Locked code in benchmarks

I have some code that seems to work in practice, in testing, but not in benchmarks.

I am trying to understand why. When I put in print or do any type of debugging it appears I will get multiple test runs but code will get stuck before completing enough runs to generate a benchmark.
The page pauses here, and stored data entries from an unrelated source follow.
PR #4327, opened 2024-02-28
[17.0][OU-ADD] openupgrade_framework: framework patches

acpMicrocom:


legalsylvain (changes requested):
Hi @acpMicrocom 

Thanks a lot for working on openupgrade V17.
Could you preserve git history, cherry picking previous commit present in V16 ? 
- it respects authors and history
- it makes easier the diff review between 16.0 and 17.0 

see : https://github.com/OCA/maintainer-tools/wiki/Migration-to-version-17.0#technical-method-to-migrate-a-module-from-160-to-170-branch

Thanks ! 

/ocabot migration openupgrade_framework

acpMicrocom:
Ok Thanks !

legalsylvain (approved):
thanks !

pedrobaeza:
@legalsylvain have you checked that each patch method is still the same? It's for not doing 2 times the same work.

legalsylvain:
> @legalsylvain have you checked that each patch method is still the same? It's for not doing 2 times the same work.

I just check that the function still exists, with the same arguments list.

openupgrade_framework/odoo_patch/odoo/addons/base/models/ir_model.py
```diff
@@ -0,0 +1,103 @@
...
+
+
+_module_data_uninstall._original_method = IrModelData._module_data_uninstall
+IrModelData._module_data_uninstall = _module_data_uninstall
+
+
+@api.model
+def _process_end(self, modules):
+    """Don't warn about upgrade conventions from Odoo
+    ('fields should be explicitly removed by an upgrade script')
```
StefanRijnhart, line 70: Warning was removed from Odoo in https://github.com/odoo/odoo/pull/56657
This patch can be removed here.

openupgrade_framework/odoo_patch/odoo/tests/loader.py
```diff
@@ -0,0 +1,59 @@
...
+import sys
+
+from odoo.tests import loader
+from odoo.tools import config
+
+
+def _get_tests_modules(mod):
+    """
+    Make odoo load tests from openupgrade_scripts/scripts/$module/$version/tests
+    instead of the standard location
```
StefanRijnhart, line 15: It looks like https://github.com/odoo/odoo/blob/8c62f4a/odoo/tests/loader.py#L38-L57 makes it possible to load tests from upgrade paths, which is also the aim of this patch. Do you agree @hbrunn?

StefanRijnhart (changes requested):

openupgrade_framework/odoo_patch/odoo/tests/loader.py
StefanRijnhart: Played around with this a bit, and I got it to load a test from the `--upgrade-path` (subpath `base/tests/test_migration_test.py`). Because it has a module path in `odoo.upgrade` instead of `odoo.addons` it does not get assigned the expected attributes in https://github.com/odoo/odoo/blob/aa84ccf/odoo/tests/common.py#L222-L227. The attributes therefore have to be assigned manually:

```
from odoo.tests import tagged, TransactionCase


@tagged("at_install", "openupgrade")
class TestMigrationTest(TransactionCase):
    def test_migration_test(self):
        self.assertEqual(1, 0)

TestMigrationTest.test_module = "base"
TestMigrationTest.test_class = "TestMigrationTest"
TestMigrationTest.test_sequence = 0
```

After that, the test runs fine and can be selected with test tags `base:TestMigrationTest` or `openupgrade`.

Personally, I think that is acceptable given that tests are still very much underused and not for the faint of heart at this point.

openupgrade_framework/readme/CREDITS.md
```diff
@@ -0,0 +1,4 @@
+Many developers have contributed to the OpenUpgrade framework in its
+previous incarnation. Their original contributions may no longer needed,
```
rvalyi, line 2: s/may no longer needed/may no longer be needed/

openupgrade_framework/odoo_patch/odoo/tests/loader.py
hbrunn: agreed the patch becomes obsolete in v17. We could provide a base class for running openupgrade tests, but that's for another PR

openupgrade_framework/readme/CREDITS.md
legalsylvain: hi @rvalyi. I think you can use the "propose change" github feature. It is more readable than the regex syntax ! (and can be approved if desired).
thanks !

rvalyi: are you sure it can be used? It adds extra commits noise that many dislike. I don't see the feature used anymore in the OCA. Can you confirm it's easy enough to remove the commit noise vs doing it this way?

hbrunn: I don't use the github feature for committing myself, because indeed it creates extra commits I'd have to squash again. But still I appreciate reviewers using the feature, because that makes it perfectly clear what they mean.

legalsylvain: >  But still I appreciate reviewers using the feature, because that makes it perfectly clear what they mean.

:+1: That is my point. Regex expression is not very easy to read.

> I don't use the github feature for committing myself, because indeed it creates extra commits I'd have to squash again

Matter of taste. Once the change proposal is done you can : 
- merge then squash
- or make changes locally and push

StefanRijnhart:
@iTecan There are no migration scripts yet for OpenUpgrade 17. These are only the supporting framework methods.

StefanRijnhart:
@acpMicrocom The pandoc-3.1.12.1-1-amd64.deb is an artifact of pre-commit initialization. Please remove it from this PR. Can you follow-up the other comments?

MiquelRForgeFlow:
@StefanRijnhart would you like to supersede this PR?

StefanRijnhart:
Superseded by https://github.com/OCA/OpenUpgrade/pull/4427

PR #4331, opened 2024-03-05
[16.0][OU-FIX] mail: missing ir_rule to be updated

remi-filament:
Rule ir_rule_mail_channel_partner_group_user from mail, needs to be force updated (since it is noupdate = True, it will not get updated otherwise).

Without this update, you get an error when trying to open chatter (from top bar when on a different menu than Discuss) when it tries to resolve access rights to mail_channel_member object since public field does not exist anymore on mail_channel model.

### DIFF
--- a/openupgrade_scripts/scripts/mail/16.0.1.10/noupdate_changes.xml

I am not an experienced MT programmer but I am hoping this is a concept I have not learned yet.

Here is an extract of the code that is not working:

require "benchmark"

def locking_code(arr)
  channel = Channel(Int64).new

  spawn do
    acc = 0_i64
    index = 0

    while index < arr.size
      acc += arr[index]
      index += 2
    end

    channel.send(acc)
  end

  spawn do
    acc = 0_i64
    index = 1

    while index < arr.size
      acc += arr[index]
      index += 2
    end

    channel.send(acc)
  end

  channel.receive + channel.receive
end

arr = (1_i64..100_000_i64).to_a

Benchmark.ips do |ips|
  ips.report("locking") { locking_code(arr) }
end

I am running this on an M2 MacBook pro

Darwin jbook.local 22.4.0 Darwin Kernel Version 22.4.0: Mon Mar  6 20:59:58 PST 2023; root:xnu-8796.101.5~3/RELEASE_ARM64_T6020 arm64 arm Darwin

building the binary with

crystal build -Dpreview_mt --release benchmarks/locking_code.cr -o bin/locking

running with

CRYSTAL_WORKERS=8 bin/locking

Also weirdly using Fiber.yield works for me. it has poor performance so I was trying channels. Which is how I got down this path. If anyone can explain Fiber.yield vs channel performance I would be really interested.

1 Like

I’m not sure I can get behind the idea of benchmarking anything that locks — or anything that could get blocked by an external system at all. Wouldn’t any blocking that occurs render the benchmark pointless?

It would seem to me that you could separate your algorithm from the mutex concerns. Then benchmark the algorithm and tune it for performance in a single thread environment.

1 Like

Following your’s process, it output like this:

 ╰─ $ CRYSTAL_WORKERS=8 ./locking
locking  11.89k ( 84.09µs) (± 7.85%)  432B/op  fastest

It works for me? ooes it make sense?

Crystal 1.8.0 [14bfa992e] (2023-04-14)

LLVM: 15.0.7
Default target: x86_64-pc-linux-gnu

If it only reproduces on AArch64, it might be some variant of Bug in atomic operations on aarch64 with multi-threading · Issue #13010 · crystal-lang/crystal · GitHub or More places might need memory barriers on AArch64 · Issue #13055 · crystal-lang/crystal · GitHub

1 Like

This is good to know. Honestly with MT I should check multiple architectures.